Mal had been absolutely right that night at the cabin a few weeks ago. It had been far easier to live inside the false narrative that Temperance was meant to be with Harry instead of facing the fact that he’d fucked up so magnificently losing her and the rest of his future at the same time.

And he’d hated himself for it.

But now, he was trying to fix it. Fix his future, anyway. The sheer scope of Cloud Tide’s renovations had lit the fire under him to get back to school and do the thing he’d always wanted to do. And now he was literal weeks away from wrapping up a two-year investment of his time and energy—the first two years of a seven-year plan down. A plan to finally finish his architecture degree.

God, he was tired, though. Already maxed out in every possible way. But Temperance was right there, all the time. His soul itself felt fragile, as if one more tap in just the right place would fracture it clean in two. Even if he had the extra bandwidth to try to make it work with her, there was no time—

“You stack a mountain of responsibilities and tasks and bullshit sky-high on your back so you can barely breathe. Why do you do it?”

Duncan stopped cold. More of his conversation with Mal a week ago came at him like a kick in the gut.

“You’re smart, Ducky. You’ll figure it out.”
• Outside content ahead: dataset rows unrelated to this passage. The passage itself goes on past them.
PR #605, opened 2022-06-24
Tests/update testing pipeline

RuanJohn:
## What?
Update the CI testing pipeline to run all Jax and TF tests when merging into `feature/jax-systems`, `develop` or `main`. 
## Why?
We were currently only running the tf tests.
## How?
Rename `bash_scripts/tf_tests.sh` to `bash_scripts/tests.sh` and run all tests in the `tests` directory. 
## Extra
Kept the lightweight `bash_scripts/jax_tests.sh` for now, but we can delete it. 
There are some Jax and TF tests that are faulty and break the current testing pipeline I have skipped these tests using `@pytest.mark.skip` these tests need fixing and can be fixed in separate PRs.


bash_scripts/tests.sh
```diff
@@ -46,7 +46,7 @@ apt-get -y install git
 apt-get install swig -y
 
 # Install depedencies
-pip install .[tf,envs,reverb,testing_formatting,record_episode]
+pip install .[jax,envs,reverb,testing_formatting,record_episode]
```
AsadJeewa, line 49: as you mentioned, we should delete jax_tests.sh

AsadJeewa, line 49: and if all the tests are being run now (including tf ones), why is the tf dependency removed?

tests/tf/systems/madqn_system_test.py
```diff
@@ -44,7 +44,7 @@ def test_madqn_on_debugging_env(self) -> None:
 
         # networks
         network_factory = lp_utils.partial_kwargs(
-            madqn.make_default_networks, value_networks_layer_sizes=(64, 64)
+            madqn.make_default_networks, value_networks_layer_sizes=(32, 32)
```
AsadJeewa, line 47: comment applies elsewhere: why were hyparparam changed? to make test faster?

AsadJeewa (commented):
Thanks, Ruan. Few comments/ questions

tests/tf/systems/madqn_system_test.py
RuanJohn: Yes, just to make the tests a bit more lightweight. Happy to increase layer sizes and batch sizes if you think that is a better idea?

bash_scripts/tests.sh
RuanJohn: Sorted. :call_me_hand:

tests/jax/core_system_components/executor_test.py
```diff
@@ -145,6 +147,8 @@ def test_executor_parameter_server_system() -> System:
     return TestSystemExecutorAndParameterSever()
 
 
+# TODO: fix test.
+@pytest.mark.skip(reason="test is currently breaking ci pipeline")
```
AsadJeewa, line 151: Are these tests breaking because they were created a while ago and changes were made to the repo since then?

bash_scripts/tests.sh
AsadJeewa: That is misleading. One would think that JAX and TF are separate but I guess it is a temporary solution until we deprecate JAX

tests/tf/systems/madqn_system_test.py
AsadJeewa: Pros and cons to both but I get the need to make the tests lightweight.

siddarthsingh1 (commented):
Thanks for the update @RuanJohn. The changes seem to make sense so I only have one question.

tests/tf/systems/mappo_system_test.py
```diff
@@ -50,7 +50,7 @@ def test_mappo_on_debugging_env(self) -> None:
             environment_factory=environment_factory,
             network_factory=network_factory,
             num_executors=1,
-            batch_size=32,
+            batch_size=2,
```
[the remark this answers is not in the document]
RuanJohn: Yes, it was to avoid reverb issues.

AsadJeewa (approved):
Thanks Ruan. Happy on my side

mmorris44 (changes requested):
Thanks @RuanJohn! Confirmed that `make run-tests` works on my side after `make build`.
I think that [this](https://adamj.eu/tech/2020/07/28/how-to-fix-a-pytest-collection-warning-about-web-tests-test-app-class/) is why all the warnings are showing up.

It's not a breaking issue, since we don't put our tests within classes, but the warnings are frustrating. Calling the classes `TestSomething` causes `pytest` to try test them, so we can solve this by either renaming the offending classes or adding `__test__ = False` to the class (see the bottom of this [page](https://pytest.org/en/7.1.x/example/pythoncollection.html)). I.e.:
```
# Will not be discovered as a test
class TestClass:
    __test__ = False
```

RuanJohn:
> Thanks @RuanJohn! Confirmed that `make run-tests` works on my side after `make build`. I think that [this](https://adamj.eu/tech/2020/07/28/how-to-fix-a-pytest-collection-warning-about-web-tests-test-app-class/) is why all the warnings are showing up.
> 
> It's not a breaking issue, since we don't put our tests within classes, but the warnings are frustrating. Calling the classes `TestSomething` causes `pytest` to try test them, so we can solve this by either renaming the offending classes or adding `__test__ = False` to the class (see the bottom of this [page](https://pytest.org/en/7.1.x/example/pythoncollection.html)). I.e.:
> 
> ```
> # Will not be discovered as a test
> class TestClass:
>     __test__ = False
> ```

Incorporated these changes @mmorris44 :+1:

AsadJeewa (dismissed):
Thanks, @RuanJohn Happy with the latest changes. Some of these tests will be fixed with existing PRs (such as the adders)

mmorris44 (dismissed):
Approved, thanks @RuanJohn. I still get one error when running the system tests, but happy to merge this for now to get our pipeline working. We can keep an eye out for it in the future.

AsadJeewa (approved):
Just had to resolve an adders merge conflict. I also ran make run-tests locally and all looks good (240 passed, 17 skipped in 50.47s ). Happy to merge :smile:

mmorris44:
> Just had to resolve an adders merge conflict. I also ran make run-tests locally and all looks good (240 passed, 17 skipped in 50.47s ). Happy to merge 😄

@AsadJeewa please run `make run-integration-tests` as well to see if it works.

mmorris44 (approved):

AsadJeewa (approved):

PR #607, opened 2022-06-27
Feature: episode monitoring

sash-a:
## What?
Added environment monitoring (recording videos of episodes)
## Why?
Very useful for debugging
## How?
Added a `MonitorExecutorEnvironmentLoop` component which creates a `MonitorParallelEnvironmentLoop` on evaluators and a regular `ParallelEnvironmentLoop` on executors
## Extra
* Had to edit `MonitorParallelEnvironmentLoop` to get the correct counter. The current way the env loops and loop wrappers support both tf and jax mava makes them incredibly messy, I'll open an issue and get on this ASAP
* I changed `checkpoint_subpath` config in the `ParameterServerConfig` to `experiment_path` this allows it to be a more general path for other things that we want to save there (e.g the recordings)


mava/components/jax/updating/parameter_server.py
```diff
@@ -29,7 +29,7 @@
 @dataclass
 class ParameterServerConfig:
     checkpoint: bool = True
-    checkpoint_subpath: str = "~/mava/"
+    experiment_path: str = "~/mava/"
```
sash-a, line 32: I'm open to suggestions on this, but I think changing this to be a more general name is useful

mava/wrappers/environment_loop_wrappers.py
```diff
@@ -361,8 +361,11 @@ def _retrieve_render(self) -> Optional[np.ndarray]:
 
     def _append_frame(self) -> None:
         """Appends a frame to the sequence of frames."""
+        # THIS IS UGLY, we need to separate jax and tf functionality
```
AsadJeewa, line 364: Rather change this comment to a TODO

mava/components/jax/updating/parameter_server.py
AsadJeewa: I agree with this. The comment we have everwhere `# Checkpointer appends "Checkpoints" to checkpoint_dir` is not ideal but this is because we are using Acme's checkpointer

mava/components/jax/building/environments.py
```diff
@@ -137,3 +138,68 @@ def on_building_executor_environment_loop(self, builder: SystemBuilder) -> None:
...
+    def on_building_executor_environment_loop(self, builder: SystemBuilder) -> None:
+        """
+        Builds a `ParallelEnvironmentLoop` on all executors and a
+        `MonitorParallelEnvironmentLoop` on the executor and stores it
+         in the `builder.store.system_executor`
+
+        Args:
+            builder : the system builder
+        """
+        if builder.store.is_evaluator:
```
AsadJeewa, line 171: this if statement is not ideal but it is how we do things elsewhere when we only want this on the evaluator (previously we had eval_loop_fn)

AsadJeewa (commented):
Thanks Sasha. Few small comments

examples/jax/debugging/simple_spread/feedforward/decentralised/run_mappo.py
```diff
@@ -68,7 +69,7 @@ def network_factory(*args: Any, **kwargs: Any) -> Any:
         )
 
     # Checkpointer appends "Checkpoints" to checkpoint_dir
```
AsadJeewa, line 71: change this comment to say experiment_path

examples/jax/debugging/simple_spread/feedforward/decentralised/run_mappo.py
```diff
@@ -88,19 +89,20 @@ def network_factory(*args: Any, **kwargs: Any) -> Any:
 
     # Create the system.
     system = mappo.MAPPOSystem()
-
+    system.update(MonitorExecutorEnvironmentLoop)
```
AsadJeewa, line 92: I like this as this clears shows a case when we do not want PPO system to have recording but the specific run file that add the feature :smile:

AsadJeewa (changes requested):
Thanks Sasha!. Few comments/ changes requested

mava/components/jax/updating/parameter_server.py
AsadJeewa: But you would need to update all other run files

AsadJeewa:
Also, there is a small error in the build which should disappear with a local pre-commit

mava/components/jax/building/environments.py
```diff
@@ -137,3 +138,68 @@ def on_building_executor_environment_loop(self, builder: SystemBuilder) -> None:
...
+            executor_environment_loop = MonitorParallelEnvironmentLoop(
```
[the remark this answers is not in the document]
sash-a: Discussed offline and the conclusion we came to is that it is the environments fault for not handling the render mode of `rgb_array` correctly. In order to not show rendering during training for these types of envs:

```python
import pyvirtualdisplay
display = Display(visible=False)
display.start()
```

AsadJeewa:
docker run debugging env:` [evaluator/0] Render frames exception: HINT: you can install pyglet directly via 'pip install pyglet'. But if you really just want to install all Gym dependencies and not have to think about it, 'pip install -e .[all]' or 'pip install gym[all]' will do it.`

mava/components/jax/building/environments.py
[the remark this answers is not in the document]
AsadJeewa: with `make build record=true` and `make run-record` the render does not appear. It is only with venv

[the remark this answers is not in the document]
AsadJeewa: @sash-a please create an issue for this then I can approve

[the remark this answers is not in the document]
sash-a: Created, issue #629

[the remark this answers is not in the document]
AsadJeewa: Thank you

AsadJeewa (approved):
Thanks for the changes @sash-a 
Looks good

examples/jax/debugging/simple_spread/feedforward/decentralised/run_mappo.py
RuanJohn: Does this mean that our example will now always record episodes? If so, I think it would be better to make it a separate example.

mava/wrappers/environment_loop_wrappers.py
AsadJeewa: one outstanding change

RuanJohn (approved):
Looks good! Thank you @sash-a! :call_me_hand:

AsadJeewa (approved):

PR #610, opened 2022-06-28
feat: split trainer init into multiple components.

RuanJohn:
## What?
Split `TrainerInit` component into three components. 
## Why?
Avoid extra if statements and allows for setting the default to being a single trainer that trains all networks. 
## How?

He’d spent the last fourteen years piling on responsibilities and distractions, convincing himself the burden was nonnegotiable so there was no way he could logically give it up. What everyone else saw on the surface was a competent, dependable man who got shit done. Underneath, though—he’d kept himself in a constant maxed-out state as one big, multidimensional coping mechanism. Filling the void she’d left. And now that coping mechanism was the very thing making it near impossible for him to even consider trying to make Temperance Madigan his again.

Fucking hell.

He’d figured it out.

Duncan tossed back the last drink of his mead and headed for his truck.